Were there any lessons learned from the GENERATION-HD1 trial that will be carried forward and used to improve the new phase 2 trial or future trials?

The GENERATION-HD1 trial provided us with a rich dataset in HD that will help to advance our understanding of tominersen and the HTT-lowering approach in the early manifest patient group studied. The design of the trial allowed for a comprehensive battery of assessments to compare treatment arms with placebo. This included clinical, digital clinical, fluid biomarker and imaging measures at various time points for an extended period.

The low exposure range for tominersen — in which there were signs of potential favorable outcomes in one arm — will be used to define new doses in the new study. Clinical endpoint selection and sample size and powering assumptions for the new phase 2 and/or future studies will be informed by the progression rates in the placebo arm of the GENERATION-HD1 study. These were slower than those predicted using the rich natural history data set available through ENROLL [a separate observational study of Huntington’s families]. This disparity may reflect the high expectations and a potential ‘placebo’ effect in the GENERATION-HD1 study.

Additionally, we learned valuable lessons on the application of the novel digital monitoring platform collecting data via smartphones.

For example, digital assessments as part of the Roche HD Digital Monitoring Platform (dMP) have been used across the tominersen program and beyond (Digital HD) to capture disease progression. The dMP has good cross-sectional validity and is able to capture disease progression longitudinally.

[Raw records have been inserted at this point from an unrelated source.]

PR #4062, opened 2026-06-22
fix: preserve table aliases when rebuilding SQL query from model

NeverStopFMH:
Replace getTableNames() with getTableNameAliasMap() to carry alias→source mappings into createSQL(), and sync SelectTable alias back to AssetEntry in initQuerySelectedTables() so aliases are retained on query reload.

### DIFF
--- a/core/src/main/java/inetsoft/uql/jdbc/util/JDBCUtil.java
+++ b/core/src/main/java/inetsoft/uql/jdbc/util/JDBCUtil.java
@@ -1147,9 +1147,11 @@ public class JDBCUtil {
    }
 
    /**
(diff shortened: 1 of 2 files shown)


NeverStopFMH:
In Simple Query mode, tables do not support aliases. This PR changed that behavior by allowing table aliases parsed from the SQL string, enabling SQL generated by Claude that contains table aliases to execute correctly.

However, table aliases are not the only SQL feature unsupported in Simple Query mode. Other features, such as column aggregations, are also not supported. Therefore, SQL Query Tables created by Claude should always be created in Advanced mode.

With that in mind, this PR will be closed and reimplemented in the correct way.

PR #3700, opened 2026-05-15
Replace bootstrap look in Database Query dialog. Also fix split pane issues

swaker854:
All five tabs in Database Query dialog are updated. Split pane is used by multiple tabs. It's update requires some fixes to support other usage in the codebase

PR #3604, opened 2026-05-02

At the recent CHDI 2022, we presented some preliminary results based on active digital tasks for the tominersen program (pre-specified features). We observed differential dropouts across the treatment arms, whereby patients who stopped collecting digital data seemed to have, on average, worse disease progression than those who continued collecting digital data. Differential dropout (i.e. differences in adherence across arms) in the tominersen GENERATION HD1 study means data are not missing at random which prevents us from drawing meaningful conclusions comparing treatment arms for efficacy.

The dMP can be deployed in a global study at scale, and many operational lessons will be applied in future studies to optimize use. We are continuing to analyze the data and will specifically test hypotheses for the cause of the differential dropouts based on data, as well as investigator and patient feedback, and will adjust future data collections accordingly. We are further evaluating statistical approaches to account for the differential dropouts to enable characterizing drug efficacy and will share additional data at a future scientific conference.

Overall, how would you describe what this drug means for Roche, for Huntington's patients and potentially for the greater pipeline of HD treatments?

We are very grateful for the commitment of study participants, their families, investigators and staff at trial sites. Their continuous partnership has led to important scientific insights and a new scientific hypothesis that warrants testing in a new clinical study. It’s important to explore to identify a potential for tominersen to treat a subset of patients and to address, at least partially, the unmet need for this disease. It also provides the opportunity to deepen the scientific understanding around HTT lowering approaches and HD, knowledge that will benefit the community as a whole

Does Roche have any other disease-modifying Huntington’s drugs in the pipeline?

Spark Therapeutics, a member of the Roche Group, is developing an investigational gene therapy for the treatment of HD. Roche believes in having a multitude of modalities to tackle hard-to-treat diseases and is dedicated to doing what’s best for patients. We are actively involved in HD research and we always strive to have access to multiple modalities to optimize patient care. We remain committed to HD research efforts.